(Records from a data collection)
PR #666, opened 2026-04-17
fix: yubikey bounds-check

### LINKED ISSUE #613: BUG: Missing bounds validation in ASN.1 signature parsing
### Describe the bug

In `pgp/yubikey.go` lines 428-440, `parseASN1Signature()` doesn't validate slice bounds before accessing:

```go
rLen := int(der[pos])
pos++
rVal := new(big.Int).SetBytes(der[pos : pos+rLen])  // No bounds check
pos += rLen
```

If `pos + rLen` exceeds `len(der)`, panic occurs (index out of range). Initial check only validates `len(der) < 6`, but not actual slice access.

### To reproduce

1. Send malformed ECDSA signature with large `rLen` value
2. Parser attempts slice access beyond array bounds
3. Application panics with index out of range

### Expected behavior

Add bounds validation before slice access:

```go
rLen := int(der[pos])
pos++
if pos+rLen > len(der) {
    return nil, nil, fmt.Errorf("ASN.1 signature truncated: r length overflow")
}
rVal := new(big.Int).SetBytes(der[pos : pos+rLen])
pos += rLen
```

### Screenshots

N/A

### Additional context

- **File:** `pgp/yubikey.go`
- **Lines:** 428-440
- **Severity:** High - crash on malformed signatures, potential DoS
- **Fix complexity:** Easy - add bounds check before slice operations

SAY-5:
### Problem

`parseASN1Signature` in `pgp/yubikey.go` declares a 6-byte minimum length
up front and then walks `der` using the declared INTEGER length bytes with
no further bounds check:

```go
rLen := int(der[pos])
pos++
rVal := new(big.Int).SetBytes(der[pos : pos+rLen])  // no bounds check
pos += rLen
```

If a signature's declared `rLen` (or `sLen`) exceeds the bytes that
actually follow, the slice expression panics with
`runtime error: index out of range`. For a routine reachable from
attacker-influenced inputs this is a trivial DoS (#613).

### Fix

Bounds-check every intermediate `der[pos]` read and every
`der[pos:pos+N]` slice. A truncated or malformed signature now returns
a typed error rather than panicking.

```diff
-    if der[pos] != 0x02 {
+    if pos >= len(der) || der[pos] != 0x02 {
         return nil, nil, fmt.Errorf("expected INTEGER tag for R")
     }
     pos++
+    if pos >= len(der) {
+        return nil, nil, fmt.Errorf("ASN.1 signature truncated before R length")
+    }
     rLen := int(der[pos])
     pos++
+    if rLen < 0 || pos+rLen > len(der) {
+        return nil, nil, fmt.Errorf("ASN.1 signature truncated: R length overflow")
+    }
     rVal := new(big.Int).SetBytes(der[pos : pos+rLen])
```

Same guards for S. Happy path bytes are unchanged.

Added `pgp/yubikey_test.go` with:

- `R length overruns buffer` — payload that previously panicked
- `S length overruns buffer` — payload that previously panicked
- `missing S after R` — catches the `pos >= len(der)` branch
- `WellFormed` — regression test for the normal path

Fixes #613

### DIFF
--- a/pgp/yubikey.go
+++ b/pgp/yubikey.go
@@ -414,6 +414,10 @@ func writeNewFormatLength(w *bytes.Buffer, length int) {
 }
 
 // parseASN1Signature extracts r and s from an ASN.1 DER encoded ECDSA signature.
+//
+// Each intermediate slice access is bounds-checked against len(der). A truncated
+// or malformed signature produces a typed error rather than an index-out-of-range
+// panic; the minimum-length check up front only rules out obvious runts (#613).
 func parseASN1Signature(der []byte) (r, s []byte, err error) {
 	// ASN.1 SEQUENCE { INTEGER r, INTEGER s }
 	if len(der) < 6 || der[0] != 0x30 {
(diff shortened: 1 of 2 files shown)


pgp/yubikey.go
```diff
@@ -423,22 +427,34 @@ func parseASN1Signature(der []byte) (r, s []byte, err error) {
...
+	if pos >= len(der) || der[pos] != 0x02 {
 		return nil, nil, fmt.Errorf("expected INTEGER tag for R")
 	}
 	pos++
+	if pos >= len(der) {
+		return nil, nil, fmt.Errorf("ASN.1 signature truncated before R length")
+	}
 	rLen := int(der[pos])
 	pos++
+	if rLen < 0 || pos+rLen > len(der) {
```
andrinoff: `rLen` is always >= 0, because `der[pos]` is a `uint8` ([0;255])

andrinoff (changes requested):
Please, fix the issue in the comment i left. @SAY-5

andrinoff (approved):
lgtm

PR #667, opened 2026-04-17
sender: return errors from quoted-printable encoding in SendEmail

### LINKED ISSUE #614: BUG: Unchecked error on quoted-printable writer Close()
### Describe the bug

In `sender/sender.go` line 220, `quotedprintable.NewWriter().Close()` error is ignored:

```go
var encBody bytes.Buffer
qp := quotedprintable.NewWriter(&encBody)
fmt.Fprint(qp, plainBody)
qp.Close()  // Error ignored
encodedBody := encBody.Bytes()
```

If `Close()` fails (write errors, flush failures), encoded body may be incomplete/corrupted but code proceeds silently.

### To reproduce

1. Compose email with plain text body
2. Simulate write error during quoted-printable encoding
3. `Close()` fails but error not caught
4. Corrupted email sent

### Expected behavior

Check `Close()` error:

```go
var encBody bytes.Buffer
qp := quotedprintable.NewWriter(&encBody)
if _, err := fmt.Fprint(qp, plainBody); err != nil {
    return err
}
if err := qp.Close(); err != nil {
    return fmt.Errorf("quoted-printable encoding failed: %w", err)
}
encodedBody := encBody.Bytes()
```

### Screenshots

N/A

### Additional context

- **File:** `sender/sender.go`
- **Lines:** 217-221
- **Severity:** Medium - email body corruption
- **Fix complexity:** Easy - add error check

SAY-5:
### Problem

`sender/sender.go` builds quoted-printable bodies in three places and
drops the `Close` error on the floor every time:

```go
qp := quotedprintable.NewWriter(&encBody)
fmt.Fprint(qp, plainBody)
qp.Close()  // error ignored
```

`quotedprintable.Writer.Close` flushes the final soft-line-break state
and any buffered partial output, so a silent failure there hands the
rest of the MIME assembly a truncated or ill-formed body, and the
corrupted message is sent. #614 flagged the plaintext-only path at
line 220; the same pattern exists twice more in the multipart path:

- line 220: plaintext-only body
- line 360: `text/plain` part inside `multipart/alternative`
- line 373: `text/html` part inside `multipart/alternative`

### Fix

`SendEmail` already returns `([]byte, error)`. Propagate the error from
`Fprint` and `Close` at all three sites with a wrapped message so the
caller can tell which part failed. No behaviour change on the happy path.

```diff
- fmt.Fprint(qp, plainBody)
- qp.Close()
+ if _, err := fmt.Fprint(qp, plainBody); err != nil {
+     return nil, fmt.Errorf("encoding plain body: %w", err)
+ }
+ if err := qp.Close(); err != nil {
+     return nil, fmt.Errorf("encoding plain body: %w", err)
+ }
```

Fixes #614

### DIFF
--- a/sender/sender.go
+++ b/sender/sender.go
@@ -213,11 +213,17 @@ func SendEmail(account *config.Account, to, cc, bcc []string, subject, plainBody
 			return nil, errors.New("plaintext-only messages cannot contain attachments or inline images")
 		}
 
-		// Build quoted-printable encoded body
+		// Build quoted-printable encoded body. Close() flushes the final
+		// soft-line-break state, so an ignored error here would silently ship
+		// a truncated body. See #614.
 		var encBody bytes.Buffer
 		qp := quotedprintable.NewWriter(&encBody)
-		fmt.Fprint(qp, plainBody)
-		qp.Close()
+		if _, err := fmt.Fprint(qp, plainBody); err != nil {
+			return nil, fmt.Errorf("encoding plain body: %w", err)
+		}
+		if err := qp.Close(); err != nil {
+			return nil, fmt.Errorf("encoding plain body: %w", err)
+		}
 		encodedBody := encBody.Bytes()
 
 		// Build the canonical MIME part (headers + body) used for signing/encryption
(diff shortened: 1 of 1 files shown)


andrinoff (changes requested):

--

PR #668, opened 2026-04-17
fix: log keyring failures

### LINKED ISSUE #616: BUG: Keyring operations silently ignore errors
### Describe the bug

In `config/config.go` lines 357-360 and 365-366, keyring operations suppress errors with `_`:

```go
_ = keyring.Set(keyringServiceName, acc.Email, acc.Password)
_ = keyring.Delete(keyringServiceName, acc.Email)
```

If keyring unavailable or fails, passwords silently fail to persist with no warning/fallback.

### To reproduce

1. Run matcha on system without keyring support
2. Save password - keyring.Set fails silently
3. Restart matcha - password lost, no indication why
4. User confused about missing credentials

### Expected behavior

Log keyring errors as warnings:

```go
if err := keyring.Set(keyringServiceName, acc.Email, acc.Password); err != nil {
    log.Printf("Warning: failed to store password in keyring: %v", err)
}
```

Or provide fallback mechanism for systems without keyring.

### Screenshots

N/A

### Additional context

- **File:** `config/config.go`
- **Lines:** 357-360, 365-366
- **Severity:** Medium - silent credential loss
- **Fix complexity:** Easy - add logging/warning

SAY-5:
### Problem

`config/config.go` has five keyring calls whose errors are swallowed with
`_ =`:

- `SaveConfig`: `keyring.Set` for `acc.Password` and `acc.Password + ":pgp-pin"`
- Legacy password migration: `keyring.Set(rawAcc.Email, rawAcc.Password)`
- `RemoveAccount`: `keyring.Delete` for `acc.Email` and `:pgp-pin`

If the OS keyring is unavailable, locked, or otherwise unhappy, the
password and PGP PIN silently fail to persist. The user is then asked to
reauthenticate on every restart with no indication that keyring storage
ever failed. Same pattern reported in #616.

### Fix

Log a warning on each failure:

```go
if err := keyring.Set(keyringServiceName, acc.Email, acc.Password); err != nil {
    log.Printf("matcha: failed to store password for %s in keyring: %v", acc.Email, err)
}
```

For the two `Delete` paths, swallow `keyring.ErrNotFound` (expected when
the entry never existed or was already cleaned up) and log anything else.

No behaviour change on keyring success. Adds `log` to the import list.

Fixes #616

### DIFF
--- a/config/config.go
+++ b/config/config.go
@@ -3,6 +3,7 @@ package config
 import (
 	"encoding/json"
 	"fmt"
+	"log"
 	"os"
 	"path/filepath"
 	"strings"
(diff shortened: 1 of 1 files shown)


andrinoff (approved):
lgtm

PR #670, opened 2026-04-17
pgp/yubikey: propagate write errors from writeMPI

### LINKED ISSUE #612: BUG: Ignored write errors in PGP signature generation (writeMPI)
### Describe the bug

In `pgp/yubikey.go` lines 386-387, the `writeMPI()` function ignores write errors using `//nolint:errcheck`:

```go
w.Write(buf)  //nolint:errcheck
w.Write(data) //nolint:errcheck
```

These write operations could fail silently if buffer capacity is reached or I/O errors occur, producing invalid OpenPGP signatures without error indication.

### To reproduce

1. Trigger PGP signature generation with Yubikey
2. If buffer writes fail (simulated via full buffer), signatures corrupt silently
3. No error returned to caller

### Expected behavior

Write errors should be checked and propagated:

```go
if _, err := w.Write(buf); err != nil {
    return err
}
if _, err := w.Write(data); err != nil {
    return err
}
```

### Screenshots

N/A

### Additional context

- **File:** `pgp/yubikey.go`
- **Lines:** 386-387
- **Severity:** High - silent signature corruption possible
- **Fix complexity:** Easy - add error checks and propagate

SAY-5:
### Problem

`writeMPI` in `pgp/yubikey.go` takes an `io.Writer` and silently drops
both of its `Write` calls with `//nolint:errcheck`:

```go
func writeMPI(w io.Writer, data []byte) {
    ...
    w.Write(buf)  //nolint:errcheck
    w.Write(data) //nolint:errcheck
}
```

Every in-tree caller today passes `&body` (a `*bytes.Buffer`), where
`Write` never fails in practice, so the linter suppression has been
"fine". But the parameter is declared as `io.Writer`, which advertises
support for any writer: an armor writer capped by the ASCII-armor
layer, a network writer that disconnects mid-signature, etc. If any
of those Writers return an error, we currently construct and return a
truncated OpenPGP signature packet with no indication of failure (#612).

__Brief__. Copy out every line of the data in which the word "inside" is found.

__Output for this task__.
- line 360: `text/plain` part inside `multipart/alternative`
- line 373: `text/html` part inside `multipart/alternative`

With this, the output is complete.